System-wide evaluations show robust advances in core KPIs:

Throughput: Up to 32.9% gain versus non-Agentic/learning-based baselines.
Delay: Up to 60.9% reduction.
Energy Efficiency: Up to 3× improvement.

These gains persist across system-level and slice-specific metrics (eMBB, URLLC, BE), with superior tail-user reliability and goal adherence under increasing load and user density.

Figure 8: The Agentic framework consistently outperforms baselines in throughput, efficiency, delay, tail-user service, and deviation from operator-prescribed goals.

Autonomous Recovery: Agentic Self-Healing

A key contribution of this framework is robust zero-touch recovery in the face of performance collapse or anomalous events, in the absence of operator supervision. Self-healing agents, jointly using KPI analysis and past application-effect mappings, autonomously reallocate resources or trigger network functions to restore performance.

Under more than 120 injected hard-faults (e.g., traffic surges, cell failures), the system automatically recovers ~90% of the nominal pre-degradation performance (by throughput, efficiency, and delay), with minimal residual loss.
Figure 9: Following disturbance, self-healing mechanisms promptly restore energy efficiency and URLLC latency to baseline levels.

Figure 10: Scatter of pre- and post-recovery KPI pairs for throughput and energy efficiency, with most recovery events residing above the 90% effectiveness threshold.

Practical and Theoretical Implications

The research evidences that modular, multi-agent architectures orchestrated by H-ODT enable goal-oriented, adaptive, and highly resilient RAN operation. The use of fine-tuned LLMs (IA $^3$ -LLaMA), predictive multi-level intent validation, and online meta-sequence modeling enables both semantic grounding of control policies and robust recovery under unanticipated operating regimes. The findings advocate for greater architectural modularity and hierarchically structured (meta-)policy search in future AI-native mobile networks, where per-slice and per-application specialization is essential for meeting 6G heterogeneity.

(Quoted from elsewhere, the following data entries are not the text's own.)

PR #10139, opened 2016-07-19
[PeripheralCecAdapter] fix broken standby after …

mk01:
6a5120c3789a7ad93a235467a4cb421dee643438

(cherry picked from commit adf8a26efe7538bd4cddb4016b6b9f2d03498a69)

### DIFF
--- a/xbmc/peripherals/devices/PeripheralCecAdapter.cpp
+++ b/xbmc/peripherals/devices/PeripheralCecAdapter.cpp
@@ -175,7 +175,7 @@ void CPeripheralCecAdapter::Announce(AnnouncementFlag flag, const char *sender, 
   else if (flag == GUI && !strcmp(sender, "xbmc") && !strcmp(message, "OnScreensaverActivated") && m_bIsReady)
   {
     // Don't put devices to standby if application is currently playing
-    if ((!g_application.m_pPlayer->IsPlaying() && !g_application.m_pPlayer->IsPaused()) && m_configuration.bPowerOffScreensaver == 1)
+    if (!g_application.m_pPlayer->IsPlaying() && m_configuration.bPowerOffScreensaver == 1)
     {
       // only power off when we're the active source
       if (m_cecAdapter->IsLibCECActiveSource())


mk01:
@FernetMenta @opdenkamp 

FernetMenta can you please review and merge ? CEC devices going standby functionality got broken with https://github.com/xbmc/xbmc/commit/6a5120c3789a7ad93a235467a4cb421dee643438

xbmc/peripherals/devices/PeripheralCecAdapter.cpp
```diff
@@ -175,7 +175,7 @@ void CPeripheralCecAdapter::Announce(AnnouncementFlag flag, const char *sender,
   else if (flag == GUI && !strcmp(sender, "xbmc") && !strcmp(message, "OnScreensaverActivated") && m_bIsReady)
   {
     // Don't put devices to standby if application is currently playing
-    if ((!g_application.m_pPlayer->IsPlaying() && !g_application.m_pPlayer->IsPaused()) && m_configuration.bPowerOffScreensaver == 1)
+    if (!g_application.m_pPlayer->IsPausedPlayback() && m_configuration.bPowerOffScreensaver == 1)
```
FernetMenta: this seems wrong.

FernetMenta: you would send a system that is playing a video into standby

opdenkamp: Sorry, haven't checked recent internal API changes. it should not send the computer to standby if video is "active" (playing or paused) because users don't expect that to happen. It should only do this when the system is actually idle.

mk01: @FernetMenta 

how you get "OnScreensaverActivated" if video is playing ?

mk01: @opdenkamp 

that is not completely true as statement. it is valid only until CECAdapter is active CEC device.

opdenkamp: ofcourse, don't change the rest

FernetMenta: > how you get "OnScreensaverActivated" if video playback is active (playing) and is not paused?

that is just an assumption. the code has to reflect what is written in the comment:
if ((!g_application.m_pPlayer->IsPlaying() && !g_application.m_pPlayer->IsPlaybackPaused()) ....

opdenkamp: so basically all that changed is that `IsPlaying()` stayed the same, but `IsPaused()` got changed to `IsPlaybackPaused()`? What does this new `IsPlaybackPaused()` do different from `IsPaused()` which is apparently still present or this wouldn't have compiled?

Don't we have an alternative in our beloved CApp that tells whether the player is active? Because that's all what it's supposed to do, don't put the TV to standby while the player is active.

FernetMenta: IsPlaybackPaused() is not new
This code here only worked by chance because IsPaused has ever been undefined in case of playback not being active.

> Don't we have an alternative in our beloved CApp that tells whether the player is active?

yes, we do:
g_application.m_pPlayer->IsPlaying()

IsPlaying does not give any information on whether playback is paused.

opdenkamp: `g_application.m_pPlayer->IsPlaying()` should be fine for this then

mk01:
@FernetMenta @opdenkamp 

changed accordingly

FernetMenta:
looks good
jenkins build this please

FernetMenta:
This change is what @opdenkamp proposed. I assume he does agree to merge.

PR #10141, opened 2016-07-19
set tvshow thumb on *all seasons node

BigNoid:
Can't find when this was lost, but this was default behaviour in previous versions. Without this PR it shows the default folder image.

Not sure how to fix and maybe unrelated but there's an issue when selecting `manage` in the context menu on this node.
It doesn't open the manage section where there should be an entry `Choose art`.

### DIFF
--- a/xbmc/video/windows/VideoFileItemListModifier.cpp
+++ b/xbmc/video/windows/VideoFileItemListModifier.cpp
@@ -77,6 +77,7 @@ void CVideoFileItemListModifier::AddQueuingFolder(CFileItemList& items)
     pItem.reset(new CFileItem(strLabel));  // "All Seasons"
     videoUrl.AppendPath("-1/");
     pItem->SetPath(videoUrl.ToString());
+    pItem->SetArt("thumb", items.GetArt("thumb"));
     // set the number of watched and unwatched items accordingly
     int watched = 0;
     int unwatched = 0;


axbmcuser:
I've been missing that. Works here. Thanks.

BigNoid:
jenkins build this please

MilhouseVH:
With this PR, I'm not seeing any "season all" posters, or tvshow fanart at all.

I now see this in Estuary:

Imgur

Notice the fanart is also missing.

Without this PR (ie. only this PR reverted) I see the following:

Imgur

ie. both season-all poster and tvshow fanart are present.

My season-all poster and fanart are already cached in the texture cache:
```
017717|8/87ff64f0.jpg|0000|0000|0002|2015-07-10 03:40:42|2015-07-10 04:40:29|nfs://192.168.0.3/mnt/share/media/Video/TVShows/Marvel's Daredevil/season-all-poster.jpg
017440|f/fbb112cd.jpg|1080|1920|0032|2016-07-19 16:33:46|2016-07-29 01:17:15|nfs://192.168.0.3/mnt/share/media/Video/TVShows/Marvel's Daredevil/fanart.jpg
```

These are the items in my tvshow folder:

Imgur

I'm seeing identical behaviour on LibreELEC and Ubuntu. Reverting just this PR restores `season-all-poster.jpg` poster and tvshow fanart visibility. I'm not seeing any errors logged to the debug log.

To be honest, I'm not entirely sure what problem this PR is trying to solve, as (for me) `season-all` posters were being displayed correctly without any issues, but now they (and fanart) are not being displayed.

BigNoid:
I see that ```ListItem.Art(fanart)``` is indeed now missing. Will revert.

axbmcuser:
The problem which remains is the following - as far as i can see:

- The "All seasons" entry can't access the path to the seasons-all poster from withihn "itemlayout" or "focusedlayout" in the list itself. The working estuary listview @MilhouseVH posted has the poster outside of the list, which is the reason why it works.
Once you switch to a view type which uses the poster inside "itemlayout" or "focusedlayout" (using a "panel" control for example), the season-all poster is not shown.

BigNoid:
This problem needs a proper fix, hence why I reverted it. It has to do with the parent folder item, once that is disabled all is working as it should.

axbmcuser:
I did not mean to disagree with reverting. It was just the answer to @MilhouseVH asking 
"I'm not entirely sure what problem this PR is trying to solve" :)

MilhouseVH:
@axbmcuser: as BigNoid says, you also experience different behaviour (without this PR) when enabling "Show Parent folder items":

Parent folder ENABLED:

Imgur

Parent folder DISABLED:

Imgur

Since I normally have the Parent folder disabled I didn't see a problem that needed solving! But thanks for explaining.

PR #10142, opened 2016-07-19
Fix retrieve all the information before update

phate89:
I assumed with update everything was handled as movies (update only if changes occurs) but tv shows doesn't. For now I'll restore the previous behavior (retrieve everything).. I'll try to improve it when I find time..


phate89:
jenkins build this please

MilhouseVH:
Fix looks good - thanks.

PR #10143, opened 2016-07-19
[depends][xbmc][fix] Get rid of wdk requirement

Paxxi:
Bump sdk to Win 10 as cmake defaults to that for addons anyway. Add the few headers we need from wdk as a package to simplify setup

### DIFF
--- a/lib/addons/library.kodi.adsp/project/VS2010Express/libKODI_adsp.vcxproj
+++ b/lib/addons/library.kodi.adsp/project/VS2010Express/libKODI_adsp.vcxproj
@@ -14,6 +14,7 @@
     <ProjectGuid>{44F93C4D-85DD-4452-99BB-F1D196174024}</ProjectGuid>
     <RootNamespace>KODI_ADSP</RootNamespace>
     <Keyword>Win32Proj</Keyword>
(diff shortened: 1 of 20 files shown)


afedchin:
is there any benefits from sdk10? and why cmake uses it as default?

Paxxi:
Not for us, no. I assume cmake just picks the newest, or runs vcvars.bat which defaults to newest. There's also no downside to using it. I was a bit confused when doing the 2015 upgrade and thought it's best to target the lowest possible. In hindsight this has only caused trouble with having to install an extra sdk.

afedchin:
thanks for clarifications

Paxxi:
jenkins build this please

garbear:
I still need WDK 8.1 installed to compile Kodi on Windows 7. The headers in mini_wdk-win32.7z seem to use structs and typedefs that aren't available on windows 7

Paxxi:
If you have sdk 10.x installed it should be fine

garbear:
Can you make a note of this on the wiki?

Paxxi:
I updated the wiki when this went in I think or maybe it was for another change but it does say to install sdk 10

garbear:
lol you mean the big image that takes up the entire screen? my powers of observation are incredible :)

Paxxi:
haha yeah that one :)

PR #10178, opened 2016-07-28
[PVR][json-rpc] Fix PVR.AddTimer for timer rules.

ksooo:
This fixes the issue mentioned here: https://github.com/xbmc/xbmc/pull/10074#issuecomment-235228038

Now, if timerrule= true is set for PVR.AddTimer, a EPG-event-based timer rule will be created. channel and epg search string are taken from the epg event, start any time and end any time will be set to true, weekdays will be set to any day.

@joethefox can you test this, please?


joethefox:
Tested and I can confirm that the timer rule is correctly created with all the defaults values filled.

ksooo:
jenkins build this please

PR #10180, opened 2016-07-28
[xbmc][improvement] Fix detection of KODI_HOME

Paxxi:
Currently we require this to be set as an environment variable which complicates generating a VS solution with cmake. This fix changes behaviour and tries to find the correct directory in 3 ways.
1. check `KODI_HOME` environment variable
2. check the directory the executable lives in (this will be the common case for users)
3. check the current working directory (this will be the common case for dev env)

This does not change the behaviour of other platforms but I did refactor the code so testing on Linux and OSX will be required to make sure nothing broke.

@Memphiz can you try it out and see?
@fetzerch or @wsnipex can you try it out on linux?

### DIFF
--- a/xbmc/Util.cpp
+++ b/xbmc/Util.cpp
@@ -239,7 +239,7 @@ std::string GetHomePath(const std::string& strTarget, std::string strPath)
 {
   if (strPath.empty())
   {
-    auto strHomePath = CUtils::ResolveExecutablePath();
+    auto strHomePath = CUtil::ResolveExecutablePath();
     size_t last_sep = strHomePath.find_last_of(PATH_SEPARATOR_CHAR);
     if (last_sep != std::string::npos)
       strPath = strHomePath.substr(0, last_sep);
--- a/xbmc/Util.cpp
+++ b/xbmc/Util.cpp
@@ -107,6 +107,167 @@ using namespace PLAYLIST;
 unsigned int CUtil::s_randomSeed = time(NULL);
 #endif
 
+namespace
+{
+#ifdef TARGET_WINDOWS
+bool IsDirectoryValidRoot(std::wstring path)
+{
+  path += L"\\system\\settings\\settings.xml";
+  auto h = CreateFileW(path.c_str(), GENERIC_READ, 0, nullptr,
+    OPEN_ALWAYS, FILE_ATTRIBUTE_NORMAL, nullptr);
+  if (h != INVALID_HANDLE_VALUE)
+  {
+    CloseHandle(h);
+    return true;
+  }
+
+  return false;
+}
+
+std::string GetHomePath(const std::string& strTarget, std::string strPath)
+{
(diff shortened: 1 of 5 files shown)


Voyager1:
should the Kodi project file not be updated as well, because currently the KODI_HOME variable is set to ${SolutionDir}..\..  i.e. xbmc\project\VS2010Express\..\.. i.e. the xbmc folder. Since all DLLs are in xbmc\system, kodi crashes on startup in debug mode.

Paxxi:
Ahh yeah, only tested it with cmake, will update that as well but VS solution will be gone soon

fetzerch:
Does it make sense to mention "windows" in the commit message?

BTW: Your points 2 and 3 are the same for all single-configuration generators (GNU/NMake/Ninja Makefiles) where the executable is built directly in the root dir. They are only really different on multi-configuration generators (Visual Studio and Xcode). They allow to specify the configuration (Release/Debug) at build-time and need separate paths where they put the executables.

Fails to compile on Linux:
```
xbmc/Application.cpp: In member function ‘bool CApplication::InitDirectoriesLinux()’:
xbmc/Application.cpp:883:47: error: no matching function for call to ‘CUtil::GetHomePath(std::__cxx11::string&, const char*&)’
   CUtil::GetHomePath(appBinPath, envAppBinHome);
                                               ^
In file included from xbmc/Application.cpp:32:0:
xbmc/Util.h:63:22: note: candidate: static std::__cxx11::string CUtil::GetHomePath(std::__cxx11::string)
   static std::string GetHomePath(std::string strTarget = "KODI_HOME"); // default target is "KODI_HOME"
                      ^
xbmc/Util.h:63:22: note:   candidate expects 1 argument, 2 provided
```

xbmc/Util.cpp
```diff
@@ -107,6 +107,167 @@ using namespace PLAYLIST;
...
+  }
+  return strPath;
+}
+#endif
+#if defined(TARGET_POSIX) && !defined(TARGET_DARWIN)
+std::string GetHomePath(const std::string& strTarget, std::string strPath)
+{
+  if (strPath.empty())
+  {
+    auto strHomePath = CUtils::ResolveExecutablePath();
```
fetzerch: `CUtil::`

fetzerch:
seems to not cause regressions on osx or linux

Memphiz:
@Paxxi well the regression this introduced on osx was non obvious. Users pointed it out. Next time its better to check all source files for the call of the changed function (CUtil::GetHomePath in this case) and alter the occurrence blindly so the behavior stays as before (in this case by moving the first parameter of the call to the left side of the "=").

Paxxi:
Oh, thought I got them all, in retrospect I should have renamed the method so any mistakes would have been build errors and not silently fail

Memphiz:
Oh right - good idea too :)

PR #10182, opened 2016-07-29
[osx] fix media key control for next and previous track

Rechi:
This allows to use the media controls for previous and next track on mac.
Without this PR they would invoke f14 and f15 which have no action set in the keymaps.

### DIFF
--- a/xbmc/platform/darwin/osx/SDLMain.mm
+++ b/xbmc/platform/darwin/osx/SDLMain.mm
@@ -438,12 +438,12 @@ static void setupWindowMenu(void)
 #define VK_VOLUME_MUTE      0xAD
 #define VK_VOLUME_DOWN      0xAE
 #define VK_VOLUME_UP        0xAF
-#define VK_MEDIA_NEXT_TRACK 0xB0
-#define VK_MEDIA_PREV_TRACK 0xB1
+#define VK_MEDIA_NEXT_TRACK 0x9E
+#define VK_MEDIA_PREV_TRACK 0x9D
 #define VK_MEDIA_STOP       0xB2
 #define VK_MEDIA_PLAY_PAUSE 0xB3
-#define VK_REWIND           0x9D
-#define VK_FAST_FWD         0x9E
+#define VK_REWIND           0xB1
+#define VK_FAST_FWD         0xB0
 
 - (void)powerKeyNotification
 {


MartijnKaijser:
@Memphiz ping

Memphiz:
mhhh i wonder why those had wrong keycodes then before @davilla do you have a clue about that? (unlikely i know...) - well lets hope that its not something that only works with newer osx versions then ... jenkins build this please

MrMC:
not a clue, too far back in time.

xbmc/platform/darwin/osx/SDLMain.mm
```diff
@@ -442,8 +442,8 @@ - (void) deviceDidUnMountNotification:(NSNotification *) note
 #define VK_MEDIA_PREV_TRACK 0xB1
 #define VK_MEDIA_STOP       0xB2
 #define VK_MEDIA_PLAY_PAUSE 0xB3
-#define VK_REWIND           0x9D
-#define VK_FAST_FWD         0x9E
+#define VK_REWIND           0xB1
```
ksooo: VK_REWIND now has the same value as VK_MEDIA_PREV_TRACK (0xB1). Looks insane, no?

xbmc/platform/darwin/osx/SDLMain.mm
```diff
@@ -442,8 +442,8 @@ - (void) deviceDidUnMountNotification:(NSNotification *) note
...
+#define VK_FAST_FWD         0xB0
```
ksooo: VK_FAST_FWD now has the same value as VK_MEDIA_NEXT_TRACK (0xB0). Looks insane, no?

xbmc/platform/darwin/osx/SDLMain.mm
Rechi: Should I remove `VK_REWIND` and `VK_FAST_FWD` and replace them with `VK_MEDIA_PREV_TRACK` and `VK_MEDIA_NEXT_TRACK`?

ksooo: No idea, tbh. i'm not an osx/ios expert, only stumbled over the logical clash here.

@Memphiz ?

Memphiz: i'd say swap the hex codes from rewind with prevtrack and fast fwd with nexttrack - so we still have f15 and f16 around in case there is something that needs it?

Memphiz:
I'm ok with this. Please have a look in the osx forum in case there are issues with this reported by users - if you can .

PR #6392, opened 2015-02-10
drop some useless level 4 settings for player and renderer

FernetMenta:
see title

PR #10184, opened 2016-07-29
[cleanup] remove unused leftovers from settings removals

jjd-uk:
This removes leftovers from https://github.com/xbmc/xbmc/pull/6392 by @FernetMenta 

These were copied and pasted into the new layout as when I first started on the settings refactor I wasn't confident to remove this and didn't want to break anything. I now feel I have enough understanding that it would seem to me that these requirements now make no sense, as they are unused with no settings within this `<group>`, since `<requirements>` specified within a `<group>` only apply to that `<group>`.

FernetMenta can you confirm I'm correct and that this is safe to remove.

### DIFF
--- a/system/settings/darwin_ios.xml
+++ b/system/settings/darwin_ios.xml
@@ -7,7 +7,7 @@
           <visible>false</visible>
         </setting>
       </group>
-      <group id="4">
+      <group id="3">
         <setting id="videoplayer.hqscalers">
           <visible>false</visible>
         </setting>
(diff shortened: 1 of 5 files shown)


FernetMenta:
@jjd-uk looks ok to me, thanks

MartijnKaijser:
No changes needed in the platform files?

jjd-uk:
Silly me forgot since I'd changed the `<group>` id's to account for this removed group the platform files might need adjustment to account for the change of id's. Will check and add the necessary commits.

jjd-uk:
Ok that's the platform files done

PR #10185, opened 2016-07-29
[estuary] skin sync 0.8.4

BigNoid:
Adds all the commits from Estuary repo since #9933


MilhouseVH:
No TexturePacker (xbt) support `resources/*`?

MilhouseVH:
One problem with the screenshots is that they're only accessible via the mouse. If you use a keyboard or remote control it's not possible to highlight the screenshots - the input is "locked" to the buttons at the bottom of the screen.

MartijnKaijser:
ping @Memphiz 
Why are the icon.png and fanart.jpg handled different here compared to Estouchy?
https://github.com/xbmc/xbmc/blob/master/tools/darwin/Support/CopyRootFiles-ios.command#L56
https://github.com/xbmc/xbmc/blob/master/tools/darwin/Support/CopyRootFiles-osx.command#L38

They are now moved to /resources/ including some screenshots used in addon browser

BigNoid:
@MartijnKaijser I forgot to add it. Will do a follow up PR two fix these two issues.

MartijnKaijser:
What seemed strange to is the difference between Estuary and Estouchy

Memphiz:
because "KODI_HOME" is different between osx and ios app bundles @MartijnKaijser

Voyager1:
the removal of the first control in VideoFullScreen.xml also causes that you can't see anymore what you're typing when trying to enter a time to seek. I restored the deleted control and it works again, but probably too much stuff is still in there... This is the desired behaviour: e.g. enter 123 to seek to 1:23

Voyager1:
update: fix here. Feel free to cherry pick. https://github.com/Voyager1/xbmc/commit/179c7d7428021eac42d6321bbd642efec0a841d0

BigNoid:
Thx, I've included it in #10253

PR #10186, opened 2016-07-30
Remove all long-press actions from remote.xml

NedScott:
It appears that long-press does not behave well with input devices that use remote.xml (MCE, non-android CEC, etc). This removes those actions for now.

### DIFF
--- a/system/keymaps/remote.xml
+++ b/system/keymaps/remote.xml
@@ -27,7 +27,6 @@
   <global>
     <remote>
       <play>PlayPause</play>
-      <play mod="longpress">Info</play>
       <pause>Pause</pause>
       <stop>Stop</stop>
       <forward>FastForward</forward>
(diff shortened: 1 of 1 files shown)


MilhouseVH:
@Ned: I just ran some tests, and I added the following mappings to a custom `remote.xml` on LibreELEC RPi2 with Ortek VRC-1100 remote:
```
<play>Right</play>
<play mod="longpress">Down</play>
```
Effect: Pressing `Play` (long or short) results in a DOWN action.

And then I replaced the above with:
```
<play mod="longpress">Down</play>
<play>Right</play>
```
Effect: Pressing `Play` (long or short) results in a RIGHT action.

So it simply looks like the last mapping always overrides the first regardless of modifier, when instead there should be two distinct mappings (one for longpress, the other for a normal "shortpress"). It does appear that `remote.xml` (`<remote>`) doesn't support the "longpress" modifier, although I'm sure it can't be that simple as presumably it is working for whatever remote you have.

I can't see any reason why "longpress" shouldn't work with MCE (and possibly other) remotes - the Ortek VRC-1100 MCE remote I have generates two distinct KEY_DOWN/KEY_UP events, and presumably it's the time interval between the KEY_DOWN/KEY_UP events that determines if it's a short or long press.

MilhouseVH:
I could be reading the source code incorrectly, but in ButtonTranslator.cpp the "longpress" modifier seems to be supported only for `<keyboard>` mappings: https://github.com/xbmc/xbmc/blob/master/xbmc/input/ButtonTranslator.cpp#L1361-L1418

There doesn't appear to be any modifier support (longpress or otherwise) for `<remote>` mappings: https://github.com/xbmc/xbmc/blob/master/xbmc/input/ButtonTranslator.cpp#L1250-L1325

PR #10187, opened 2016-07-30
[EPG] Fix and simplify epg entry update.

ksooo:
No idea what i was smoking back then when i implemented this, but as it is with current master it can produce tons of log errors, like "Error: EPG_EVENT_CREATED: uid 12345678 found! Updating existing event." and "Error: EPG_EVENT_UPDATED: uid 87654321 not found. Inserting new event."

### DIFF
--- a/xbmc/epg/Epg.cpp
+++ b/xbmc/epg/Epg.cpp
@@ -309,129 +309,6 @@ void CEpg::AddEntry(const CEpgInfoTag &tag)
   }
 }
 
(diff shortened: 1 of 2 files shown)


ksooo:
jenkins build this please

Jalle19:
I saw those too in a user log but thought they were generated by some addon or something.

ksooo:
jenkins ios error is not related to this pr.

PR #10188, opened 2016-07-30
[cmake] handle optional dependencies as "auto" by default

wsnipex:
this aligns handling of optional dependecies with autotools:
ENABLE_FOO == AUTO:
 if dep is not found it will be disabled with a warning

ENABLE_FOO == ON:
 if dep is not found config will fail as fatal


wsnipex:
@fetzerch this addresses the cmake issue we discussed in https://github.com/xbmc/xbmc/pull/10170

fetzerch:
+1

I think it would be a good idea to refactor the option handling again a bit later.
- Platforms that don't support certain options shouldn't show them.
- Features vs. dependent libraries. For example for ENABLE_OPTICAL the user would get an error that Cdio wasn't found, it's not obvious that they are related. Another example is ENABLE_PLIST that enables Airplay.
- [FeatureSummary](https://cmake.org/cmake/help/latest/module/FeatureSummary.html) could be used to enrich options and libs with user friendly messages.
- Minimum versions should be set at the find_package call, not inside the module. Best would be if the modules would be as independent from kodi as possible (maybe with exceptions of cpluff and ffmpeg).
- Continue to modernize the find modules (good example how they should look like is FindTinyXML). Then instead of using _INCLUDE_DIRS, _LIBRARIES and _DEFINES, we can simply add the imported target (for example TinyXML::TinyXML) to the target_link_library call of kodi.

Paxxi:
@wsnipex This broke cmake on win32
```
C:\code\kodi\build [addfolder ↕ +49 ~0 -0 !]> cmake -G "Visual Studio 14" ..\project\cmake\
-- Warning: Did not find file Compiler/MSVC-ASM
-- Source directory: C:/code/kodi
-- Build directory: C:/code/kodi/build
-- Generator: Multi-configuration (Visual Studio 14 2015)
-- CMake Version: 3.6.1
-- System type: Windows
-- Core system type: windows
-- Platform:
-- CPU: AMD64, ARCH: win32
-- Could NOT find PkgConfig (missing:  PKG_CONFIG_EXECUTABLE)
-- MICROHTTPD_HOME env is not set, setting it to /usr/local
-- Looking for microhttpd in /usr/local
-- Could NOT find Alsa (missing:  ALSA_INCLUDE_DIRS ALSA_LIBRARIES)
-- Could NOT find UDev (missing:  UDEV_INCLUDE_DIRS UDEV_LIBRARIES)
-- Could NOT find Dbus (missing:  DBUS_INCLUDE_DIRS DBUS_LIBRARIES)
CMake Error at C:/Program Files/CMake/share/cmake-3.6/Modules/FindPackageHandleStandardArgs.cmake:148 (message):
  Could NOT find Avahi (missing: AVAHI_INCLUDE_DIRS AVAHI_LIBRARIES)
  C:/Program Files/CMake/share/cmake-3.6/Modules/FindPackageHandleStandardArgs.cmake:388 (_FPHSA_FAILURE_MESSAGE)
  modules/FindAvahi.cmake:23 (find_package_handle_standard_args)
  scripts/common/Macros.cmake:335 (find_package)
  CMakeLists.txt:149 (core_optional_dep)


See also "C:/code/kodi/build/CMakeFiles/CMakeOutput.log".
See also "C:/code/kodi/build/CMakeFiles/CMakeError.log".
```
Reverting this and it works again

PR #10189, opened 2016-07-30
[estuary] skin sync pt II

BigNoid:
Follow up to #10185 

This adds the add-on news item as clickable item in add-on info which was added by phil but got lost in the rebase (and with that fixes the nav to the screenshots). 
Also changes the build script for iOS and macOS to reflect the change to `resources` folder
schermafbeelding 2016-07-30 om 11 32 11

schermafbeelding 2016-07-30 om 11 30 17


MartijnKaijser:
@BigNoid screenshots now can also be reached with keyboard/remote?

BigNoid:
> @BigNoid screenshots now can also be reached with keyboard/remote?

Yep @MartijnKaijser 

> (and with that fixes the nav to the screenshots)

MilhouseVH:
Screenshot nav with keyboard/remote is now working just fine, thanks!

From a practical viewpoint, this framework provides a pathway for scalable zero-touch RAN management, reducing the operational burden on network administrators and enabling SLA-compliant performance even in the absence of human oversight. The use of zero-shot/few-shot natural language intent handling further democratizes network control, broadening the domain expertise required for day-to-day operation.

Future Outlook

Potential directions informed by this research include the extension to more diverse agent pools (e.g., direct RIC-as-agent integration), federated or decentralized agentic learning (to reduce centralization bottlenecks), and incorporation of model-based planning within the H-ODT rollout loop to further enhance sample efficiency and explainability. Safety, transparency, and adversarial robustness remain ongoing research challenges, particularly as such agentic frameworks become critical infrastructure in autonomous 6G systems.

Conclusion

This work establishes an advanced, modular AI paradigm for intent-driven and resilient 6G RAN management. Leveraging stateful semantic reasoning, hierarchical online sequence modeling, and multi-level autonomous recovery, the proposed framework achieves both statistically significant KPI gains and robust zero-touch operation. These results underscore agentic architectures with meta-decision intelligence as a foundational principle for next-generation communication infrastructure.